• _About this task_
Copy each line from the entries that the word "imageserving" appears in.

Collected data
• • • •

PR #16252, opened 2018-10-23
SUS-6081 | htmlescape serchFormId in Search_Index.php template

rybmat:
https://wikia-inc.atlassian.net/browse/SUS-6081

### DIFF
--- a/skins/oasis/modules/templates/Search_Index.php
+++ b/skins/oasis/modules/templates/Search_Index.php
@@ -1,14 +1,14 @@
 <?php $searchterm = isset($searchterm) ? $searchterm : ''; ?>
 <?php $searchFormId = isset($searchFormId) ? $searchFormId : 'WikiaSearch'; ?>
 
-<form id="<?= $searchFormId; ?>" class="WikiaSearch<?= empty($noautocomplete) ? '' : ' noautocomplete' ?>" action="<?= $specialSearchUrl; ?>" method="get">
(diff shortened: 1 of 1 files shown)


skins/oasis/modules/templates/Search_Index.php
```diff
@@ -1,7 +1,7 @@
 <?php $searchterm = isset($searchterm) ? $searchterm : ''; ?>
 <?php $searchFormId = isset($searchFormId) ? $searchFormId : 'WikiaSearch'; ?>
 
-<form id="<?= $searchFormId; ?>" class="WikiaSearch<?= empty($noautocomplete) ? '' : ' noautocomplete' ?>" action="<?= $specialSearchUrl; ?>" method="get">
+<form id="<?= htmlspecialchars($searchFormId); ?>" class="WikiaSearch<?= empty($noautocomplete) ? '' : ' noautocomplete' ?>" action="<?= $specialSearchUrl; ?>" method="get">
```
Grunny: Since this is an attribute, `Sanitizer::encodeAttribute` would be preferred.

ghost (approved):

Grunny (changes requested):
For good measure/paranoia, I would also consider wrapping the other vars that are not currently escaped in `Sanitizer::encodeAttribute` (i.e. `$placeholder` which is the output of a message that is not escaped (but should be), the output of `$searchParams` (which right now holds only validated numbers, but what if that changes?), `$fulltext`, etc.). The best place to escape is in the template at output, and makes it safer against any implementation changes in the future.

Grunny (approved):

PR #16257, opened 2018-10-24
(PLATFORM-3769) Bump cache of ArticlesApi responses on lang path wikis

Grunny:
Bump cache of ArticlesApi responses on lang path wikis to that the local URLs
are updated immediately after migrating communities.


Grunny:
Reviewed in https://github.com/Wikia/app/pull/16256.

PR #16259, opened 2018-10-24
ADEN-7773 Bump ad-engine version and fix wikia adapter after moving prebid to ad-engine

nandy-andy:


fraszczakszymon (approved):

extensions/wikia/AdEngine/src/bidders.js
```diff
@@ -405,7 +405,10 @@ export function getBiddersContext(skin) {
 						enabled: false,
 						slots: {
 							FEATURED: {},
```
fraszczakszymon: What about `FEATURED`?

nandy-andy: When I add the properties we've added I can notice the bid goes on `SyntheticTests/Premium/FeaturedVideo?wikia_video_adapter=2000&&pbjs_debug=1` but there is no cow ad - as we discussed we probably need to change targeting of blue ad :)

fraszczakszymon (approved):

dmnsobczak (approved):

PR #16263, opened 2018-10-25
ADEN-7814 Disable INVISIBLE_SKIN call on non-Roadblock pages

dmnsobczak:


extensions/wikia/AdEngine/js/provider/gpt/sraHelper.js
```diff
@@ -10,8 +10,15 @@ define('ext.wikia.adEngine.provider.gpt.sraHelper', [
 		sraSlots = [
 			'INVISIBLE_SKIN',
 			'TOP_LEADERBOARD'
+		],
+		optionalSlots = [
+			'INVISIBLE_SKIN'
 		];
 
+	function isOptional(slotName) {
```
jacekbj: Please add a description of what it means that a slot is optional.

dmnsobczak: Those are the slots used only in UAP:Roadblock template. I renamed some parts of code to make it clear.

fraszczakszymon:
What would happen if we simple disable `INVISIBLE_SKIN` in [slotsContext](https://github.com/Wikia/app/blob/dev/extensions/wikia/AdEngine/js/context/slotsContext.js#L38)? Wouldn't it be disabled by default? Roadblock is going to re-enable this slot for its purposes again

dmnsobczak:
No, it's not gonna disable slot - we still have INVISIBLE_SKIN requests on non-Roadblock pages.

fraszczakszymon (approved):

PR #16272, opened 2018-10-25
IW-1152 | "Just updated" for Community Feeds

latata:
https://wikia-inc.atlassian.net/browse/IW-1152

* returns 4 recent updated articles from content namespace with image urls
* results cached for 60 minutes

@Wikia/iwing


extensions/wikia/FeedsAndPosts/FeedsAndPosts.setup.php
```diff
@@ -4,9 +4,19 @@
  * Injects discussion feed into an article page
  */
 
+$dir = dirname( __FILE__ ) . '/';
+
 // Autoload
 $wgAutoloadClasses['FeedsAndPostsHooks'] =  __DIR__ . '/FeedsAndPostsHooks.class.php';
```
jsutterfield: Could we update this line so it's using `$dir` as well? That way we're not doing the same thing in 2 different ways.

extensions/wikia/FeedsAndPosts/JustUpdatedAPIProxy.class.php
```diff
@@ -0,0 +1,65 @@
+<?php
+
+namespace Wikia\FeedsAndPosts;
+
+class JustUpdatedAPIProxy {
+
+	const LIMIT = 4;
+
+	private function requestAPI($params) {
```
jsutterfield: Our [PHP guidelines](https://github.com/Wikia/guidelines/blob/master/PHP/CodingConventions.md) are a superset of the MediaWiki guidelines, and those call for spaces inside of all of those parentheses: https://www.mediawiki.org/wiki/Manual:Coding_conventions/PHP#Spaces. So we should probably update those.

jsutterfield (approved):
2 super minor comments, apart from that LGTM!

extensions/wikia/FeedsAndPosts/FeedsAndPostsController.class.php
```diff
@@ -0,0 +1,11 @@
...
+
+use Wikia\FeedsAndPosts\JustUpdatedAPIProxy;
+
+class FeedsAndPostsController extends WikiaController {
+	public function getJustUpdated() {
+		$this->response->setFormat( WikiaResponse::FORMAT_JSON );
+		$this->response->setValues( ( new JustUpdatedAPIProxy() )->get() );
+
+	}
+}
```
rybmat: newline at the end of file is missing

extensions/wikia/FeedsAndPosts/JustUpdatedAPIProxy.class.php
```diff
@@ -0,0 +1,65 @@
...
+
+				foreach($recentChanges as &$article) {
+					$article['image'] = $this->getImage($article['title']);
+				}
+
+				return $recentChanges;
+			},
+			[
+				'command' => \WikiaDataAccess::USE_CACHE,
+				'cacheTTL' => \WikiaResponse::CACHE_VERY_SHORT,
```
rybmat: according to ticket it can be cached up to an hour, why do we use 5 min instead?

extensions/wikia/FeedsAndPosts/JustUpdatedAPIProxy.class.php
```diff
@@ -0,0 +1,65 @@
...
+		return $api->GetResultData();
+	}
+
+	private function getRecentChanges() {
+		$response = $this->requestAPI( [
+			'action' => 'query',
+			'list' => 'recentchanges',
+			'rcprop' => 'title',
+			'rcshow' => '!bot|!minor|!redirect',
+			'rcnamespace' => '0',
```
rybmat: please use $wgContentNamespaces instead of hardcoded 0, some wikis have their custom namespaces that are used as regular articles. To get results for multiple namespaces just separate them with `|`

extensions/wikia/FeedsAndPosts/JustUpdatedAPIProxy.class.php
```diff
@@ -0,0 +1,65 @@
...
+		$api->execute();
+
+		return $api->GetResultData();
+	}
+
+	private function getRecentChanges() {
+		$response = $this->requestAPI( [
+			'action' => 'query',
+			'list' => 'recentchanges',
+			'rcprop' => 'title',
```
rybmat: what about this requirement? `Nice-to-have: Filtered by those with a before and after character count data of X`
To do that just add `|size` here. The size represents number of bytes changed (can be negative for deletions)

includes/wikia/VariablesBase.php
```diff
@@ -2664,7 +2664,14 @@
  * @see extensions/wikia/FeedsAndPosts
  * @var bool $wgEnableFeedsAndPostsExt
  */
-$wgEnableFeedsAndPostsExt = false;
+$wgEnableFeedsAndPostsExt = true;
```
rybmat, line 2675: does it mean that fepo will be enabled on all wikis by default?

extensions/wikia/FeedsAndPosts/FeedsAndPostsController.class.php
```diff
@@ -0,0 +1,11 @@
+<?php
+
+use Wikia\FeedsAndPosts\JustUpdatedAPIProxy;
+
+class FeedsAndPostsController extends WikiaController {
+	public function getJustUpdated() {
```
rybmat: where this data is used? Is there any template? or is it called from other front-end apps?

extensions/wikia/FeedsAndPosts/JustUpdatedAPIProxy.class.php
```diff
@@ -0,0 +1,65 @@
...
+
+		if ( isset( $response['image']['imageserving'] ) ) {
+			return $response['image']['imageserving'];
+		}
+
+		return null;
+	}
+
+	public function get() {
+		return \WikiaDataAccess::cacheWithOptions(
```
rybmat: instead of using `cacheWithOptions` you can use `WikiaDataAccess::cache(wfMemcKey( 'feeds-just-updated' ), WikiaDataAccess::CACHE_VERY_SHORT, function(){...});` the command is `USE_CACHE` by default

rybmat (changes requested):

rybmat:
@latata one of the unit tests fails

extensions/wikia/MercuryApi/models/MercuryApi.class.php
```diff
@@ -261,7 +265,8 @@ public function getWikiVariables() {
 				'enableDiscussions' => $wgEnableDiscussions,
 				'enableDiscussionsImageUpload' => $wgEnableDiscussionsImageUpload,
 				'enableFandomAppSmartBanner' => !empty( $enableFAsmartBannerCommunity ),
-				'enableFeedsAndPosts' => $wgEnableFeedsAndPostsExt,
+				'enableFeedsAndPostsEmbeddedFeed' => $wgEnableFeedsAndPostsExt &&
```
rybmat: Does any of our front end apps use this endpoint? If not then I would remove this variable from here (as well as few others)

extensions/wikia/MercuryApi/models/MercuryApi.class.php
```diff
@@ -197,7 +200,8 @@ public function getDiscussionsWikiVariables() {
 				'discussionColorOverride' => SassUtil::sanitizeColor( $wgDiscussionColorOverride ),
 				'enableDiscussions' => $wgEnableDiscussions,
 				'enableDiscussionsImageUpload' => $wgEnableDiscussionsImageUpload,
-				'enableFeedsAndPosts' => $wgEnableFeedsAndPostsExt,
+				'enableFeedsAndPostsEmbeddedFeed' => $wgEnableFeedsAndPostsExt &&
```
rybmat: since you are renaming this variable, you should support both names for some time, because when mediawiki is released, mobile wiki will not be able to get value of this variable until it is released.

includes/wikia/VariablesBase.php
latata: oops. that was temporary for testing purpose. :D I'll revert it.

extensions/wikia/FeedsAndPosts/FeedsAndPostsController.class.php
latata: Fepo will use it

extensions/wikia/MercuryApi/models/MercuryApi.class.php
latata: Whatever, it's not on prod yet ;) In the worst scenerio embedded feeds won't be visible for some time.

extensions/wikia/FeedsAndPosts/JustUpdatedAPIProxy.class.php
```diff
@@ -0,0 +1,84 @@
...
+		global $wgContentNamespaces;
+
+		$response = $this->requestAPI( [
+			'action' => 'query',
+			'list' => 'recentchanges',
+			'rcprop' => 'title|sizes',
+			'rcshow' => '!bot|!minor|!redirect',
+			'rcnamespace' => implode( '|', $wgContentNamespaces ),
+			// load 20 times more items so we'll be able to filter out articles with minor changes
+			'rclimit' => self::LIMIT * 20,
```
rybmat: 100*20? why so much?

rybmat (changes requested):

extensions/wikia/FeedsAndPosts/JustUpdatedAPIProxy.class.php
rybmat: I thought increasing limit to 100 would be enough

latata: it's `4*20`. we get 80 and then return 4.

rybmat: ok, I missread something

rybmat (approved):

extensions/wikia/MercuryApi/models/MercuryApi.class.php
```diff
@@ -261,7 +261,6 @@ public function getWikiVariables() {
 				'enableDiscussions' => $wgEnableDiscussions,
 				'enableDiscussionsImageUpload' => $wgEnableDiscussionsImageUpload,
 				'enableFandomAppSmartBanner' => !empty( $enableFAsmartBannerCommunity ),
-				'enableFeedsAndPosts' => $wgEnableFeedsAndPostsExt,
```
xkxd, line 257: why do we remove it?

rybmat: bc this endpoint is not used by any of ember apps

extensions/wikia/FeedsAndPosts/JustUpdatedAPIProxy.class.php
```diff
@@ -0,0 +1,125 @@
...
+		$articlesWithMinorChange = [];
+		$articlesWithMajorChange = [];
+		$mainPageId = \Title::newMainPage()->getArticleID();
+
+		foreach ( $articles as &$article ) {
+			$diffSize = abs( $article['newlen'] - $article['oldlen'] );
+			$articleId = $article['pageid'];
+
+			unset(
+				$article['newlen'],
```
rybmat: instead of this `unset` can we just create a new object with only the data we need? IMO it will be much more readable

rybmat (changes requested):

rybmat:
@latata one of unittests is still failing

extensions/wikia/FeedsAndPosts/JustUpdatedAPIProxy.class.php
latata: Totally make sense :)

rybmat (approved):

rybmat (approved):

extensions/wikia/FeedsAndPosts/WikiRecentChangesAPIProxy.class.php
```diff
@@ -0,0 +1,129 @@
...
+		}
+	}
+
+	private function filterOutSmallChangesAndCleanUp( $articles ) {
+		$articlesWithMinorChange = [];
+		$articlesWithMajorChange = [];
+		$titlesMap = [];
+		$mainPageId = \Title::newMainPage()->getArticleID();
+
+		foreach ( $articles as &$article ) {
```
jsutterfield: Do we need to pass `$article` by reference here?

extensions/wikia/FeedsAndPosts/WikiRecentChangesAPIProxy.class.php
```diff
@@ -0,0 +1,129 @@
...
+				} else {
+					$articlesWithMinorChange[] = $article;
+				}
+				$titlesMap[$title] = true;
+			}
+		}
+
+		$resultArticles = array_slice( $articlesWithMajorChange, 0, self::LIMIT );
+
+		if ( count( $resultArticles ) < 4 ) {
```
jsutterfield:
```suggestion
		if ( count( $resultArticles ) < self::LIMIT ) {
```
?

extensions/wikia/FeedsAndPosts/WikiRecentChangesAPIProxy.class.php
```diff
@@ -0,0 +1,129 @@
...
+			$resultArticles =
+				array_slice( array_merge( $articlesWithMajorChange, $articlesWithMinorChange ), 0,
+					self::LIMIT );
```
jsutterfield: This spacing is a little hard to read. Maybe: 
```php
			$resultArticles = array_slice(
				array_merge( $articlesWithMajorChange, $articlesWithMinorChange ),
				0,
				self::LIMIT
			);
```

extensions/wikia/FeedsAndPosts/WikiRecentChangesAPIProxy.class.php
```diff
@@ -0,0 +1,129 @@
...
+
+	private function getThumbnailUrl( $url ) {
+		try {
+			return \VignetteRequest::fromUrl( $url )
+				->zoomCrop()
+				->width( self::IMAGE_WIDTH )
+				->height( floor( self::IMAGE_WIDTH / self::IMAGE_RATIO ) )
+				->url();
+		}
+		catch ( \Exception $exception ) {
```
jsutterfield: Can we pull this `catch` up to the line above with the closing `}`?

extensions/wikia/FeedsAndPosts/WikiRecentChangesAPIProxy.class.php
```diff
@@ -0,0 +1,129 @@
...
+		$articlesWithMinorChange = [];
+		$articlesWithMajorChange = [];
+		$titlesMap = [];
+		$mainPageId = \Title::newMainPage()->getArticleID();
+
+		foreach ( $articles as &$article ) {
+			$diffSize = abs( $article['newlen'] - $article['oldlen'] );
+			$title = $article['title'];
+
+			// filter out main page
```
jsutterfield:
```suggestion
			// filter out main page and pages we've already seen
```
?

jsutterfield (approved):
Few last minor suggestions. Other than that, LGTM!

extensions/wikia/FeedsAndPosts/WikiRecentChangesAPIProxy.class.php
latata: Of course. I had been updating `$articles` array before. Now it's not touched.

• • • •

• _Solution for this exercise_
+		if ( isset( $response['image']['imageserving'] ) ) {
+			return $response['image']['imageserving'];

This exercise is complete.